Sunday, July 20, 2014

Heavy analysis of the human proteome drafts

I'm certainly not the only person who has jumped on the new resources provided by the human proteome drafts and checked them out.  In this brand new paper in JPR, a group out of Madrid takes a look at some of their favorite proteins in the human proteome drafts and comes back with an interesting analysis.  (Abstract here.)

I love the fact that, in this paper, they did the same experiment Alexis and I did the day the drafts came out.  We chose proteins that we knew would lead to cancer if they were over or under expressed and analyzed those.  This group took proteins from nasal tissue (olfactory receptor proteins) and looked for those in the various tissues.

At first glance, the image on the abstract looks pretty damning:

These are olfactory (smelling) receptors.  What are they doing being expressed in colon cells and platelets?!?!  (It is worth noting that the image above is from the (the data from the Pandey lab).

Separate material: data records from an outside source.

PR #145, opened 2017-03-28
T/134 Hide logs in translation scripts during `npm test` execution

### LINKED ISSUE #134: [ENV] Transifex logs shouldn't be visible during `npm test`
As in title, when I'm calling the `npm test` command, I would see the tests results. 

At this moment, tests results are mixed with transifex tasks logs:

image

ma2ciek:
Removed displaying logs in the console during `npm test` execution. Closes #134.

Added small test refactor according to our latest experience.


ma2ciek:
Misses the upload part for now.

pomek:
Missing proposal merge commit message.

packages/ckeditor5-dev-env/tests/translations/download.js
```diff
@@ -63,66 +92,44 @@ describe( 'download', () => {
...
-				en_AU: {
-					content: 'ckeditor5-ui-en-content'
-				}
+				en_AU: { content: 'ckeditor5-ui-en-content' }
 			}
 		};
 
-		const fileContents = {
+		fileContents = {
 			'ckeditor5-core-pl-content': {}, // empty
```
pomek: `// empty` :D 

We see that the object is empty. If you didn't explain why this object is empty, I suggest removing this comment.

packages/ckeditor5-dev-env/tests/translations/download.js
```diff
@@ -63,66 +92,44 @@ describe( 'download', () => {
...
 
 			sinon.assert.calledWithExactly(
-				outputFileSyncSpy,
+				stubs.fs.outputFileSync,
 				path.join( 'workspace', 'packages', 'ckeditor5-ui', 'lang', 'translations', 'en-au.po' ),
 				'ckeditor5-ui-en-content'
 			);
+		}, ( err ) => {
+			throw err;
 		} );
```
pomek: Indents in this code are strange.

I suggest creating a variable which will be passed to `download()` function. 

Then you can easily fix the indents:

```js
const credentials = {
	username: '...',
	password: '...'
};

return download( credentials )
	.then(
		() => { /* ... */ },
		() => { /* ... */ }
	);
```

packages/ckeditor5-dev-env/tests/translations/download.js
```diff
@@ -63,66 +92,44 @@ describe( 'download', () => {
...
 			);
 
 			sinon.assert.calledWithExactly(
-				outputFileSyncSpy,
+				stubs.fs.outputFileSync,
 				path.join( 'workspace', 'packages', 'ckeditor5-ui', 'lang', 'translations', 'en-au.po' ),
 				'ckeditor5-ui-en-content'
 			);
+		}, ( err ) => {
+			throw err;
```
pomek: You don't need to catch the error. If something went wrong, the promise will be rejected and test will fail.

packages/ckeditor5-dev-env/tests/translations/upload.js
```diff
@@ -10,67 +10,82 @@
...
 const mockery = require( 'mockery' );
-const transifexService = require( '../../lib/translations/transifex-service' );
-const fs = require( 'fs' );
 
 describe( 'upload', () => {
-	let sandbox;
+	const sandbox = sinon.sandbox.create();
 	let upload;
+	let packageNames;
+	let stubs;
```
pomek: https://github.com/ckeditor/ckeditor5-dev/pull/145/files#r108609189

packages/ckeditor5-dev-env/tests/translations/upload.js
```diff
@@ -10,67 +10,82 @@
...
+			warnOnReplace: false,
+			warnOnUnregistered: false,
+		} );
+
+		stubs = {
+			logger: {
+				info: sandbox.stub(),
+				warning: sandbox.stub(),
+				error: err => {
+					throw err;
```
pomek: https://github.com/ckeditor/ckeditor5-dev/pull/145/files#r108609636

packages/ckeditor5-dev-env/tests/translations/upload.js
```diff
@@ -10,67 +10,82 @@
...
+				getResources: sandbox.spy( () => Promise.resolve( [ {
+					slug: 'ckeditor5-core'
+				} ] ) ),
+				postResource: sandbox.spy( () => Promise.resolve( '[]' ) ),
+				putResourceContent: sandbox.spy( () => Promise.resolve( '{}' ) ),
+			},
+
+			fs: {
+				readdirSync: sandbox.spy( () => packageNames ),
+				createReadStream: sandbox.spy( path => `${ path } content` ),
```
pomek: [`fs.createReadStream`](https://nodejs.org/dist/latest-v6.x/docs/api/fs.html#fs_fs_createreadstream_path_options) returns an instance of ReadStream. It is not a string.

packages/ckeditor5-dev-env/tests/translations/upload.js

The authors of this analysis indicate, even in the abstract, that the "experimental data from these studies should be used with caution."  And I agree.  There is inherent error in studies this big; hell, a 1% false discovery rate on 100 million observations is 1 million observations that are false, right?.  But...the experimental data from every study should be used with caution.  And we all know that (by "we" I mean you proteomics experts who read this.)  I am glad that this caution is stated, though, for the people outside our field who have discovered this resource through mainstream news outlets.

That being said, I have some problems with this experimental design.  There are 3 big assumptions being made here:
1) The annotation of these proteins are 100% correct
2) These proteins have 1 function
3) These proteins only function in one tissue

Number 1 is easy.  Annotations suck.  The system for annotation sucks.  The first person to identify a protein in the first tissue gets to name it, right?  So there are tons and tons of proteins named in tissues that are heavily studied.

Number 2 is relatively easy, as well.  Making new proteins takes a ton of energy.  Evolutionarily (that's not a word? whatever...) there will be a lot of pressure for proteins to function in more than one way, in more than one context.  (Side note, one of my graduate committee members, Jiann-Shin Chen proved the first dual substrate the 1970s...sorry, couldn't find the link, I'll add it later if you're interested).  Considering the sophistication of eukaryote proteins, it is naive to think that if a protein is annotated as "Butt_itching_protein_1" that it would ONLY be utilized in the itchy butt response pathway.

Number 3 is an impressive coincidence.  Like millions of Americans, I subscribe to "I Fucking Love Science" and get Elise's feed of cool articles.  From this feed I know that:  zebrafish embryos highly express functional olfactory response proteins and olfactory receptors are highly active in human skin.  Heck, I've looked through more than a few high quality proteomics assays and seen "olfactory response proteins" in bunches of different tissues.  So...I think this was a poor choice for analysis.

TL;DR:  Please interpret the results of the human proteome draft maps with caution.  They are draft maps.  Two, consider proteins in an evolutionary context before using those proteins to generate excessive criticism of datasets that a ton of work went into.

Thanks, Karl, for suggesting something to read over coffee this morning!


  1. Ben, the Pandey paper also identified 31 out of 54 Y-chromosome genes in their ovary samples. Simple biological errors like this should have been caught by the authors themselves or at least by the reviewers and they do demonstrate that the protein false positive rate was higher than suggested by the manuscript.

    It is true that the manuscript is labelled as a "draft". However, it was still a flag ship publication in Nature and the authors have a responsibility to try to be as accurate as possible and to test the validity of their statistical analysis.

  2. This comment has been removed by the author.

  3. Hi,
    A balanced interpretation of the results and a nice read. I specially liked the part on assumptions in the olfactory protein analyses and their detection across multiple tissues. I would like to add one more possible reason that might cause misinterpretation of results.
    In proteomics we detect peptides and map it back to the protein sequences to infer the proteins. Minimum two peptides is what we all want to see. That being said, in my recent work on rat proteogenomics when I mapped peptides back to proteins 20% peptides were shared between genes (not isoforms). This is when I took identical matches into consideration and this is probably taken care by protein inference algorithms. However, SNPs can result in differences in peptides. When I mapped peptides with one mismatch allowed at any position another 20% peptides were shared. The differences in peptides might cause a different protein be called as expressed when it is simply a peptide from other gene accumulating an SNP. The extent of point mutations on results from large studies like draft human proteome map is yet to be estimated (trying) but surely would affect conclusions. This might also explain some of Y-chromosome genes being shown expressed in ovary tissues as mention by Ronald beavis , as many Y-chromosome genes have high similarity in X-chromosome.